From the entries below, report only the number of lines that contain the word "wrapper".

[RECORDS — start]

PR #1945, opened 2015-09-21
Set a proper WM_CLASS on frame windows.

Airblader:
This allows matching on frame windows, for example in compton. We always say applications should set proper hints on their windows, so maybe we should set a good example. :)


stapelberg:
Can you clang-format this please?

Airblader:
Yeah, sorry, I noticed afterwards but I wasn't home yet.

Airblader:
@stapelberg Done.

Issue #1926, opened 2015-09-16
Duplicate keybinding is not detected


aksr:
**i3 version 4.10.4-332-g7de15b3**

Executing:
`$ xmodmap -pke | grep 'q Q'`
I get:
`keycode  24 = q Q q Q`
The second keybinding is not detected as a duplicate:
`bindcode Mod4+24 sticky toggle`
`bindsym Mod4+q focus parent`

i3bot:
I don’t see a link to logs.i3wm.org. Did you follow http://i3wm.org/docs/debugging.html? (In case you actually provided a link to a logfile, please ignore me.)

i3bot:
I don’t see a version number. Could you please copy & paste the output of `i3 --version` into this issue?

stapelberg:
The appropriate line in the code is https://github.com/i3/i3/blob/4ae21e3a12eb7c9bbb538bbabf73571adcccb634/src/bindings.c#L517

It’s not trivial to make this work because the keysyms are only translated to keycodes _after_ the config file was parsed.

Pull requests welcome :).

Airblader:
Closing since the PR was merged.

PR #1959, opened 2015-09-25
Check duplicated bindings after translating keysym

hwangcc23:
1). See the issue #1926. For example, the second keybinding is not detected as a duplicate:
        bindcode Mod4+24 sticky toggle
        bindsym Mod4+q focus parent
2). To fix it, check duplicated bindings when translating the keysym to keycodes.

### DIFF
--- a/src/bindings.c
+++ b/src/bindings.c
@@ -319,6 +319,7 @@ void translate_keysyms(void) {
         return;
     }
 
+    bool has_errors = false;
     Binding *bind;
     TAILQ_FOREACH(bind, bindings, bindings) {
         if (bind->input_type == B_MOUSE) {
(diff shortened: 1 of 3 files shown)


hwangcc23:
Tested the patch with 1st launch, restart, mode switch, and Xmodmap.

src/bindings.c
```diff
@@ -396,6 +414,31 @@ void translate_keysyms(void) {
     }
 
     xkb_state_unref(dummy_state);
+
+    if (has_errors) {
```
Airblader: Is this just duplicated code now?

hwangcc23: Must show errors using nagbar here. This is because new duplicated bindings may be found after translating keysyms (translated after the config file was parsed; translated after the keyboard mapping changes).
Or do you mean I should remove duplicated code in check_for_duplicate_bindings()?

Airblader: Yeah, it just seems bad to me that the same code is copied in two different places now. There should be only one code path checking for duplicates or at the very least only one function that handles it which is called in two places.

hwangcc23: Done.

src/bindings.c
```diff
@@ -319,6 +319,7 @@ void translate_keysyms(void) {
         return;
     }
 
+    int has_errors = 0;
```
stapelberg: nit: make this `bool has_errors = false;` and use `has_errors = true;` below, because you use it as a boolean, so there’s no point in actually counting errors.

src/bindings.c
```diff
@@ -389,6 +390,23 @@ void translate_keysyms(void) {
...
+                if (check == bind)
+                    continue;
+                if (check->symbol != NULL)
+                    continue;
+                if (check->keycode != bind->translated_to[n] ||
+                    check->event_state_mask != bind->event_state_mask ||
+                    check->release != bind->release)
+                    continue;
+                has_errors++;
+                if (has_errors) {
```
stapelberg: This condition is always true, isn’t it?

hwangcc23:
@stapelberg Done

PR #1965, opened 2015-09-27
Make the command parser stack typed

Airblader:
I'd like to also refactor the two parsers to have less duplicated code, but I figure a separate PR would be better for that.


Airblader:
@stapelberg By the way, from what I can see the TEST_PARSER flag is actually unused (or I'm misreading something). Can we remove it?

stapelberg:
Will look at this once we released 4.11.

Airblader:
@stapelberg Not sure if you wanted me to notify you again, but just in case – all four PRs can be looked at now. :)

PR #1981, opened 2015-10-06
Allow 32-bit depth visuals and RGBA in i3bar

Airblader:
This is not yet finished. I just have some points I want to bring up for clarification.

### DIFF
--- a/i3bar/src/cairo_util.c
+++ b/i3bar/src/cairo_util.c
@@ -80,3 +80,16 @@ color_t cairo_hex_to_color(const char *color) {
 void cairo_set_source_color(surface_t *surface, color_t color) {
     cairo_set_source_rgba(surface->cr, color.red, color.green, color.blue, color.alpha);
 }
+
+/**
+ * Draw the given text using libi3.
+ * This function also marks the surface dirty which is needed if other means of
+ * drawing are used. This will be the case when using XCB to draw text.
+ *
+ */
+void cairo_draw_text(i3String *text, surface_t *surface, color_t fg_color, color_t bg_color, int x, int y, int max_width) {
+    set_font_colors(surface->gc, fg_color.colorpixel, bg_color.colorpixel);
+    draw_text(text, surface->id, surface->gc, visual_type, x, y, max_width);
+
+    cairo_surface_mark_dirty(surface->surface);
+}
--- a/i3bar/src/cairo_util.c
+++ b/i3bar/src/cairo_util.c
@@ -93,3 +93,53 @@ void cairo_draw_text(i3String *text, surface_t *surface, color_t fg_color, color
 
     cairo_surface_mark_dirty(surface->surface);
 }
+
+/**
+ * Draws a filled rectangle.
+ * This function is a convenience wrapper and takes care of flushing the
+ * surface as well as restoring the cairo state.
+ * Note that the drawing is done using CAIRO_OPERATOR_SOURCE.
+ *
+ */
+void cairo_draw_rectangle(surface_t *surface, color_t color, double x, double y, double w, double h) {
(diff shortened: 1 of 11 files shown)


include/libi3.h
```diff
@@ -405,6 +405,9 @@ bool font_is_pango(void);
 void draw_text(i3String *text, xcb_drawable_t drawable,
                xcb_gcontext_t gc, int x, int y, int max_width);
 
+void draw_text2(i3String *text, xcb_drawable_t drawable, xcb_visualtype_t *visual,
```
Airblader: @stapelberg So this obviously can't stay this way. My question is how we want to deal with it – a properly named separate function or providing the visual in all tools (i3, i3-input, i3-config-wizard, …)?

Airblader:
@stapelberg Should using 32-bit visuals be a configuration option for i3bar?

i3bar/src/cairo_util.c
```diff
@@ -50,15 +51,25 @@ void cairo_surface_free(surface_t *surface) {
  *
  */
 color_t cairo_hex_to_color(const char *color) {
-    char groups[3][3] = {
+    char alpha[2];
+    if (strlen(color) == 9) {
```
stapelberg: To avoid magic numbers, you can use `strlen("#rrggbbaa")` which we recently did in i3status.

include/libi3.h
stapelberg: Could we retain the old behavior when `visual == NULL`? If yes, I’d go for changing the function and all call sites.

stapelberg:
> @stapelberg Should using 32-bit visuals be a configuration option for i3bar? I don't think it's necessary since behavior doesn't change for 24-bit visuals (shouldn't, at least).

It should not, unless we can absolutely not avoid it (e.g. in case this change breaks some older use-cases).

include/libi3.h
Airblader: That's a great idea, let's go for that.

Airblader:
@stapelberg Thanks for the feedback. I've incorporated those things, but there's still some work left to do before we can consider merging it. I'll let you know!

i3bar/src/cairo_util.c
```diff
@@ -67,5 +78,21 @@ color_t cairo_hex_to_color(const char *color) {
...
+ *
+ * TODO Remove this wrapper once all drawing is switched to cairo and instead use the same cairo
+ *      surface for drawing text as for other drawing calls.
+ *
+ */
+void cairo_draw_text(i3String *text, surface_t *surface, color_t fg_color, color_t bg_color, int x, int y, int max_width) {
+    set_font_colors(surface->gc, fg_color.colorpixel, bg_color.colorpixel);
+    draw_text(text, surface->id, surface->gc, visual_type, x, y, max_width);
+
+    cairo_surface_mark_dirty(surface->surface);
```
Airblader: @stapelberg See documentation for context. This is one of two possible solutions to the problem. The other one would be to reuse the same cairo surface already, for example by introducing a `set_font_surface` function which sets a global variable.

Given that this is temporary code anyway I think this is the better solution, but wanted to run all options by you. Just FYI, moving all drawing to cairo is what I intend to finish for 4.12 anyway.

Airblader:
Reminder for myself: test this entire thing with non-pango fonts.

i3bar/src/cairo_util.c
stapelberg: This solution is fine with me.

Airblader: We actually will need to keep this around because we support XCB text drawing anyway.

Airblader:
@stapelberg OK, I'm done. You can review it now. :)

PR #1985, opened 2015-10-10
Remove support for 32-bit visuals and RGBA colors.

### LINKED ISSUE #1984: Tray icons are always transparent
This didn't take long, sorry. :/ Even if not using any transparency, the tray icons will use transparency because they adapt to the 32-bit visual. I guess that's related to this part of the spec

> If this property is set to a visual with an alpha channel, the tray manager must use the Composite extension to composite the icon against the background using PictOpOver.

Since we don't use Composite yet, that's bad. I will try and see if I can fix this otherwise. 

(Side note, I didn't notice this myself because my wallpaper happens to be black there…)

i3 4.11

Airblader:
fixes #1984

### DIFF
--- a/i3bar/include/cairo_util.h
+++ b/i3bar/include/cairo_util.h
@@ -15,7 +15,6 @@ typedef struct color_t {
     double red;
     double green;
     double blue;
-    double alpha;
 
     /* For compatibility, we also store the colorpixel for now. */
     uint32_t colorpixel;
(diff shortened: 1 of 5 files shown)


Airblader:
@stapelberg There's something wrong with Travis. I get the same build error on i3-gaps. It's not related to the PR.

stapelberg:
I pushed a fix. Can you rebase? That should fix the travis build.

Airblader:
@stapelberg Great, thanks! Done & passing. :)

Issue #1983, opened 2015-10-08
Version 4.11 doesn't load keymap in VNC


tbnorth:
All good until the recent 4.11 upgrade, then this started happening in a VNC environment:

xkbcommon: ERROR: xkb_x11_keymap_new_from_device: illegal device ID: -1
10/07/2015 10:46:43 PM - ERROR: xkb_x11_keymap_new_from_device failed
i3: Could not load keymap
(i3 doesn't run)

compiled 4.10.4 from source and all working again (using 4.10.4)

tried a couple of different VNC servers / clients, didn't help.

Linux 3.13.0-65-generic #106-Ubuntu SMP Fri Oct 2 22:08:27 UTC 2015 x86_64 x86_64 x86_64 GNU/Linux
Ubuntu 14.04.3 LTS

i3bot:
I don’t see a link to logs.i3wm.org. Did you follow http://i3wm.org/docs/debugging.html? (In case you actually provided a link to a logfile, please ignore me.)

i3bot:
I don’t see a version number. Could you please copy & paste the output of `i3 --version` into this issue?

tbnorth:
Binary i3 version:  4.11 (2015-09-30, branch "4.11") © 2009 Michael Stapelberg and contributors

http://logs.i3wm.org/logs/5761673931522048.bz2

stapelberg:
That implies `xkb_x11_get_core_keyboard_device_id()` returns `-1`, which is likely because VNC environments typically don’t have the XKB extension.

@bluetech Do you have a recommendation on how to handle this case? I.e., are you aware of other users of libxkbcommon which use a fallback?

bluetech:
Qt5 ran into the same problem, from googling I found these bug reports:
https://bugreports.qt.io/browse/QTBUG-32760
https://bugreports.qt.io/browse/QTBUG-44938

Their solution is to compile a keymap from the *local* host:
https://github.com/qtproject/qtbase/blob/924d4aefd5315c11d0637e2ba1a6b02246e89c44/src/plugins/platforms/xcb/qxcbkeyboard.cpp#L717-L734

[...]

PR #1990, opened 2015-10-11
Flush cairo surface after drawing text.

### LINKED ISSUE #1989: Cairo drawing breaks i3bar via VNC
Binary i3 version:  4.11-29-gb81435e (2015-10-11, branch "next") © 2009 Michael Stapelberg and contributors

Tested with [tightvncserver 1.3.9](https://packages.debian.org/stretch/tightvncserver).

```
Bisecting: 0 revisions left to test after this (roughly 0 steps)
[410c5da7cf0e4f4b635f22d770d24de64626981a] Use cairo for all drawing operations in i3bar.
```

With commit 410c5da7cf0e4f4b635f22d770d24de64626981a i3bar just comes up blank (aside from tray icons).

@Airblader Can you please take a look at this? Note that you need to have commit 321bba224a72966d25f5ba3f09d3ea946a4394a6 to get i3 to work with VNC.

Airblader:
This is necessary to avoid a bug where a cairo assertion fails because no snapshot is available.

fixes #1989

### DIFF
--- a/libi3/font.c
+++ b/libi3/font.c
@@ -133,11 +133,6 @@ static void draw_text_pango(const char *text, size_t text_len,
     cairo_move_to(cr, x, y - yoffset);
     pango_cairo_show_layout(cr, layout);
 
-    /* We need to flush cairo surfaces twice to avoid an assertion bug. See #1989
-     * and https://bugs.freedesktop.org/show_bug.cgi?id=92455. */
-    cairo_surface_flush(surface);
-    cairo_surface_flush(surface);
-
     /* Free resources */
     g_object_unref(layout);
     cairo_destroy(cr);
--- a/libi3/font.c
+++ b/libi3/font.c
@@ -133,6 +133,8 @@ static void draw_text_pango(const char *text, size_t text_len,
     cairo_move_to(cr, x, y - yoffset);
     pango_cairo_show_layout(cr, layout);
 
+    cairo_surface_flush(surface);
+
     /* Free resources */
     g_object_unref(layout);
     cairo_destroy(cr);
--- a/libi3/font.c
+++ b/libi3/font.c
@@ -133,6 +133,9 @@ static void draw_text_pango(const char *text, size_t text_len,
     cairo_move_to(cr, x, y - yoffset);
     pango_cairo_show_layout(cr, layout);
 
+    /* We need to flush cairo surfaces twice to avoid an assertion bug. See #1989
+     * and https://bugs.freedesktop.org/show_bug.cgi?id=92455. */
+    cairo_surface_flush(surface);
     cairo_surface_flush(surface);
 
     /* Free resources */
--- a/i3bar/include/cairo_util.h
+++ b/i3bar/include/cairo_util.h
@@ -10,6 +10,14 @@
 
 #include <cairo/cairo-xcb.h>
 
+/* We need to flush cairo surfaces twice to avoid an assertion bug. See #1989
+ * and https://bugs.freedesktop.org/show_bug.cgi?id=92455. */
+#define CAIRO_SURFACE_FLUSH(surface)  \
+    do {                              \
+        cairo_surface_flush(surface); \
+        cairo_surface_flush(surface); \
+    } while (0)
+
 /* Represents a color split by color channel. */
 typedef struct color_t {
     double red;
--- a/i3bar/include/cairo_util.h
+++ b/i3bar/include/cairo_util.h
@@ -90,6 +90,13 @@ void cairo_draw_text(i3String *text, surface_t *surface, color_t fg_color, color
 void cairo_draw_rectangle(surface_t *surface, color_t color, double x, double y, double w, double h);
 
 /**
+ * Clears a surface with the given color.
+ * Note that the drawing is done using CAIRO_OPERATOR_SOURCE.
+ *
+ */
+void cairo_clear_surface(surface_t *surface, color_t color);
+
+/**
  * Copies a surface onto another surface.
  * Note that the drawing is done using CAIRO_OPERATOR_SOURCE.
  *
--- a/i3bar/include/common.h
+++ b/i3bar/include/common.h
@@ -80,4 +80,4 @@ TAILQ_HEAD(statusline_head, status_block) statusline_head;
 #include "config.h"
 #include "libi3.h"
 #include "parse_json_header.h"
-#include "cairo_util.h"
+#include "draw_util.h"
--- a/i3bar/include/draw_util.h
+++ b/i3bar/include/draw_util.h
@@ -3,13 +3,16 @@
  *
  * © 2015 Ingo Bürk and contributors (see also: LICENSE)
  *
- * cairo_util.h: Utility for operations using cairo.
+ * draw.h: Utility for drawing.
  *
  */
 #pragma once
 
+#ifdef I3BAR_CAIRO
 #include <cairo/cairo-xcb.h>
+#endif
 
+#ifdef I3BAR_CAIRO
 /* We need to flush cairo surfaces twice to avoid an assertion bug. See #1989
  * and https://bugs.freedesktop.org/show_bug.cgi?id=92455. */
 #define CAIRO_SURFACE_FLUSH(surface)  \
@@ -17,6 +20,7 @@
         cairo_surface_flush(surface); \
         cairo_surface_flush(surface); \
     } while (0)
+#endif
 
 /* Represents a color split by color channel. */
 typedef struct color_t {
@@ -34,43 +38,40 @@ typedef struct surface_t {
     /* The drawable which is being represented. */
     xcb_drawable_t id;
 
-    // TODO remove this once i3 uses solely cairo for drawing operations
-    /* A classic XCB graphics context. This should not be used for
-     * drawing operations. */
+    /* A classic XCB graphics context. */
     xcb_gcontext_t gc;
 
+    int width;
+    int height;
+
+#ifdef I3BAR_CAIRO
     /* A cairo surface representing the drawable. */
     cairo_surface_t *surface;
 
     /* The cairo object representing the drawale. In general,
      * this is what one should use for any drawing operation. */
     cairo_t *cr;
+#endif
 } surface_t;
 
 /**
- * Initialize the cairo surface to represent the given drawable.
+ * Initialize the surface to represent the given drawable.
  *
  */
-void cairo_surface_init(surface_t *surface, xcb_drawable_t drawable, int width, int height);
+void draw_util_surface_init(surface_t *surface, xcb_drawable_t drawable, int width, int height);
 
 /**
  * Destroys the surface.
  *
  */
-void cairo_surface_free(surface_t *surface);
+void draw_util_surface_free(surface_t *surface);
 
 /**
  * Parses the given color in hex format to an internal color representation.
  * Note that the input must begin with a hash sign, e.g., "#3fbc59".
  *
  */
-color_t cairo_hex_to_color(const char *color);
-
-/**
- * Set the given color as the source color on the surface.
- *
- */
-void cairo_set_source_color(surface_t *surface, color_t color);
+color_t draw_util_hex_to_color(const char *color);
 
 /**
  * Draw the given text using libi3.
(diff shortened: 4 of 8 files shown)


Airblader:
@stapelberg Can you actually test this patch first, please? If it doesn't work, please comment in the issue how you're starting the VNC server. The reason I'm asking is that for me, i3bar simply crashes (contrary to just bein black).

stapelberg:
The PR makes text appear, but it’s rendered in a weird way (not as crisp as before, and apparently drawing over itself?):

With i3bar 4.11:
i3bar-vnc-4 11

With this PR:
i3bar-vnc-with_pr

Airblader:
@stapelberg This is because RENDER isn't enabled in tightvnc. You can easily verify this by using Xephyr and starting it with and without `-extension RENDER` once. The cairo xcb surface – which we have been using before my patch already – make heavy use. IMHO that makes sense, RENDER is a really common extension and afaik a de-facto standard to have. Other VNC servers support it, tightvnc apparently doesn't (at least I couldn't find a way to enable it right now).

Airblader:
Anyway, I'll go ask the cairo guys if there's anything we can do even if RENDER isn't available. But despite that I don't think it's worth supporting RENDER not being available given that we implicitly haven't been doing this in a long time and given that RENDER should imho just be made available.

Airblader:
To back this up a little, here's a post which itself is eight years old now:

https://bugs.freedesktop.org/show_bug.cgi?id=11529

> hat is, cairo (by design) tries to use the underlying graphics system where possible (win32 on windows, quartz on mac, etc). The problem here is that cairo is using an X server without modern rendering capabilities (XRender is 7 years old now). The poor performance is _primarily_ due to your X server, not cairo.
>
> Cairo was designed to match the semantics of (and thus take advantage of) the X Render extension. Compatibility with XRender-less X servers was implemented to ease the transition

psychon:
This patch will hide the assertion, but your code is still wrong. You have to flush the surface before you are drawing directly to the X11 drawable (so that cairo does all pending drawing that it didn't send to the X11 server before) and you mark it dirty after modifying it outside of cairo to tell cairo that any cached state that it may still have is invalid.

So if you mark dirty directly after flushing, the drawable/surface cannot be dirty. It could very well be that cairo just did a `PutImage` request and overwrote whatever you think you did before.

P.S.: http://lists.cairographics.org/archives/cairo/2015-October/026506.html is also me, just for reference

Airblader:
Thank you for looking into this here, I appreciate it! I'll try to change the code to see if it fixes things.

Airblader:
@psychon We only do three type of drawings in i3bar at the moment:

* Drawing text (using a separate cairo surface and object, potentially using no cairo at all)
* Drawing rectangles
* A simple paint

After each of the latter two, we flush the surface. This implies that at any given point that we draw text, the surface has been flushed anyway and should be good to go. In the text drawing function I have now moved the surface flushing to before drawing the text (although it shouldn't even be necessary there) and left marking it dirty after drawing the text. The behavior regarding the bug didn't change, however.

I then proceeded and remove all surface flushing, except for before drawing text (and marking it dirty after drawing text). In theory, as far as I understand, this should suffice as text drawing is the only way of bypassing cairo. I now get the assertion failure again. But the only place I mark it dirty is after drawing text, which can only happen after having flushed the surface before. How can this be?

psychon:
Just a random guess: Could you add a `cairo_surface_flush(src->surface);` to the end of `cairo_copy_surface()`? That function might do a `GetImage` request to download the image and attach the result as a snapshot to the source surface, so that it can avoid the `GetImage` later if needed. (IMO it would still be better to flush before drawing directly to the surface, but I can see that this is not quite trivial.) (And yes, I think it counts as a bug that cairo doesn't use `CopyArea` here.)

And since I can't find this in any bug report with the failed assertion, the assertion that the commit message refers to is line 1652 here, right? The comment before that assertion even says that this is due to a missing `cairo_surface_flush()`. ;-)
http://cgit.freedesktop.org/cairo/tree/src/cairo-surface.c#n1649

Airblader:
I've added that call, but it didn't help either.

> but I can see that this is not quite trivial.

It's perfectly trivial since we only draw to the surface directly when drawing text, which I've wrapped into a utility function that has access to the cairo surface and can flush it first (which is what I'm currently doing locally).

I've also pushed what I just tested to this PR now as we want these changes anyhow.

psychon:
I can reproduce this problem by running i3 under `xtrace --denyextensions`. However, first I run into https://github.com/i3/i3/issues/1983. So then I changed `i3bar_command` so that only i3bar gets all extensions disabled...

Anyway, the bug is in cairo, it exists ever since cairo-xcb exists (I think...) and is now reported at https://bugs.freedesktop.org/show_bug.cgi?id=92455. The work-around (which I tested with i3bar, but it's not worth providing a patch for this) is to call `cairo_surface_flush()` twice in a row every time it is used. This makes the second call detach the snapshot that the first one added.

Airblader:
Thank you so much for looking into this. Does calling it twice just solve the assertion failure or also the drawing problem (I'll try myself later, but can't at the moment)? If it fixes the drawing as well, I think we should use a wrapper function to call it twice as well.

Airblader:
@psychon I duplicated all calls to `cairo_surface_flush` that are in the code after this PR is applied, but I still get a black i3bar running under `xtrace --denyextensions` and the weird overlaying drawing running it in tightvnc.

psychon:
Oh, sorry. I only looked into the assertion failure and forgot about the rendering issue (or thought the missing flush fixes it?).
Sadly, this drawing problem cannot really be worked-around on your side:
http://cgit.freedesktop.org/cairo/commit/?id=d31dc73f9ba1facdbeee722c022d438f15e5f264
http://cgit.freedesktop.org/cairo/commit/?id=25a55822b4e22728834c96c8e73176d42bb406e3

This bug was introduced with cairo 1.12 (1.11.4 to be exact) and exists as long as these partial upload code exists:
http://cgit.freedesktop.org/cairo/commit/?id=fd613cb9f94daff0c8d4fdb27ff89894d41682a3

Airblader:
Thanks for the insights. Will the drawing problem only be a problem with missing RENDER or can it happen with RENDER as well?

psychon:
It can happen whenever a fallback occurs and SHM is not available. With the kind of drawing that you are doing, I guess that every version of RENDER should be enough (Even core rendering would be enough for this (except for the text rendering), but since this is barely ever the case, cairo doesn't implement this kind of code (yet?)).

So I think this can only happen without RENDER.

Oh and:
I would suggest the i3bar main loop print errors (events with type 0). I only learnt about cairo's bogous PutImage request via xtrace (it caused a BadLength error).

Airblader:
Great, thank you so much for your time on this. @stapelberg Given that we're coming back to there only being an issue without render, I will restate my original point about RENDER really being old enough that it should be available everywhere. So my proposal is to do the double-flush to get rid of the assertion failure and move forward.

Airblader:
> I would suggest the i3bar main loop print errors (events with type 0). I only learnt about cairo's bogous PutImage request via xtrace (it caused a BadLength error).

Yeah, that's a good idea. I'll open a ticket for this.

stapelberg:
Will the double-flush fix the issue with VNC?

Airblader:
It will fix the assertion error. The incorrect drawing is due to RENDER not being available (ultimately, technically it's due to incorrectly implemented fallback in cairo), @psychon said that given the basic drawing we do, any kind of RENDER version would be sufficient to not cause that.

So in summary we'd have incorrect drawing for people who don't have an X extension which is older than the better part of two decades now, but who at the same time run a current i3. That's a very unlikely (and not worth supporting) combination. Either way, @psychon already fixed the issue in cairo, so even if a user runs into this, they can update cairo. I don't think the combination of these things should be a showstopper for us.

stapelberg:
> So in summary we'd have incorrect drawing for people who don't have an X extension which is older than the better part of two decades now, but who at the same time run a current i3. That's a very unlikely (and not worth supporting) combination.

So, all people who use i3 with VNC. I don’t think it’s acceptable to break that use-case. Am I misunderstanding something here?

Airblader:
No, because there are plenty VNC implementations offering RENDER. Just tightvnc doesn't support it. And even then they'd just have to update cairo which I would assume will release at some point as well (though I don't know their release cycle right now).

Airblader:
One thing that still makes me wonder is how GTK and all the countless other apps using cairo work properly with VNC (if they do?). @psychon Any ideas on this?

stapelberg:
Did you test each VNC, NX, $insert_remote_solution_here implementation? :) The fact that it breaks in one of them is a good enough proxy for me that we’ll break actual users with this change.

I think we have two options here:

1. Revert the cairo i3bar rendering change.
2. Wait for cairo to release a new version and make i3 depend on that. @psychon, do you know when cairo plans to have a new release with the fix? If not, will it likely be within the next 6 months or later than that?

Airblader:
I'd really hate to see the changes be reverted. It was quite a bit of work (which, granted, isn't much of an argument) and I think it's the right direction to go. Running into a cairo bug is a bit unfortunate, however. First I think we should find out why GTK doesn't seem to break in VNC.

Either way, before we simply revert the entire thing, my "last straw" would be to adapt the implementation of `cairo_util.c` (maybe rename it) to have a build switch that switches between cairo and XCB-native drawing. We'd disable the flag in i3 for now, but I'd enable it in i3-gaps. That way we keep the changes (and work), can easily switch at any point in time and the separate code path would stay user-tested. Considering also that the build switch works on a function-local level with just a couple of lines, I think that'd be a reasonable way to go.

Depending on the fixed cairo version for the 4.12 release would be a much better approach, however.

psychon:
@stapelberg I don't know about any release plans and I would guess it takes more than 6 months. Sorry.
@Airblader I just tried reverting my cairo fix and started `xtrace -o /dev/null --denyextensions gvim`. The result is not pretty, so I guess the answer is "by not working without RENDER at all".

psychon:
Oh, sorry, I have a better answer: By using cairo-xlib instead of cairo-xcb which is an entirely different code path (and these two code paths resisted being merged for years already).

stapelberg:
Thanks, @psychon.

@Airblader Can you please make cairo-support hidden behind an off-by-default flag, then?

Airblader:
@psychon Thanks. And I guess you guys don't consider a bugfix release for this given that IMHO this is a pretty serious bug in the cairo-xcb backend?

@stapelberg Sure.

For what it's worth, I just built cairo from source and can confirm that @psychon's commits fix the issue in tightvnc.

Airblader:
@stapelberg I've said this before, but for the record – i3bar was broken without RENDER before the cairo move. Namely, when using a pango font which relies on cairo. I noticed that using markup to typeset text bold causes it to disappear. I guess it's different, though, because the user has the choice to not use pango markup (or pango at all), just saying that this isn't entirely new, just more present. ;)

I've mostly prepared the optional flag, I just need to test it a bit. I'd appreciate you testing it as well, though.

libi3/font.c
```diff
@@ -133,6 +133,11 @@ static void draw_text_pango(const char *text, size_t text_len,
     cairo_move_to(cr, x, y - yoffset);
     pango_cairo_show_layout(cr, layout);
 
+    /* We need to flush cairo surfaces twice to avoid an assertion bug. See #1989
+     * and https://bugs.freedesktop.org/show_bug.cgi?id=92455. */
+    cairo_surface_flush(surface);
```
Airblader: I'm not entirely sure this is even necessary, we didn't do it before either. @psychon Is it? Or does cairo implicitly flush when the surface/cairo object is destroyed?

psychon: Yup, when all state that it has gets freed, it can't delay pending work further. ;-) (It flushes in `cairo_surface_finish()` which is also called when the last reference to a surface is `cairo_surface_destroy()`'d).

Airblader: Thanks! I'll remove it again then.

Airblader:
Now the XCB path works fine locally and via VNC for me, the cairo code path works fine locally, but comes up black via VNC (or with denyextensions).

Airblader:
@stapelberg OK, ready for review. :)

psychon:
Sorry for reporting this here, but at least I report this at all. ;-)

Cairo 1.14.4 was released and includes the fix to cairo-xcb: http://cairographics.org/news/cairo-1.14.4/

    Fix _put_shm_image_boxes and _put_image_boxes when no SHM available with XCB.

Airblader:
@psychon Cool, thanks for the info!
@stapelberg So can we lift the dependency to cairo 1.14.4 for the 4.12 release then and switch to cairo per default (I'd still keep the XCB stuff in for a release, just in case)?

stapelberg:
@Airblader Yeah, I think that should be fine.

[RECORDS — finish]

● **RESULT FOR THIS EXERCISE**:
3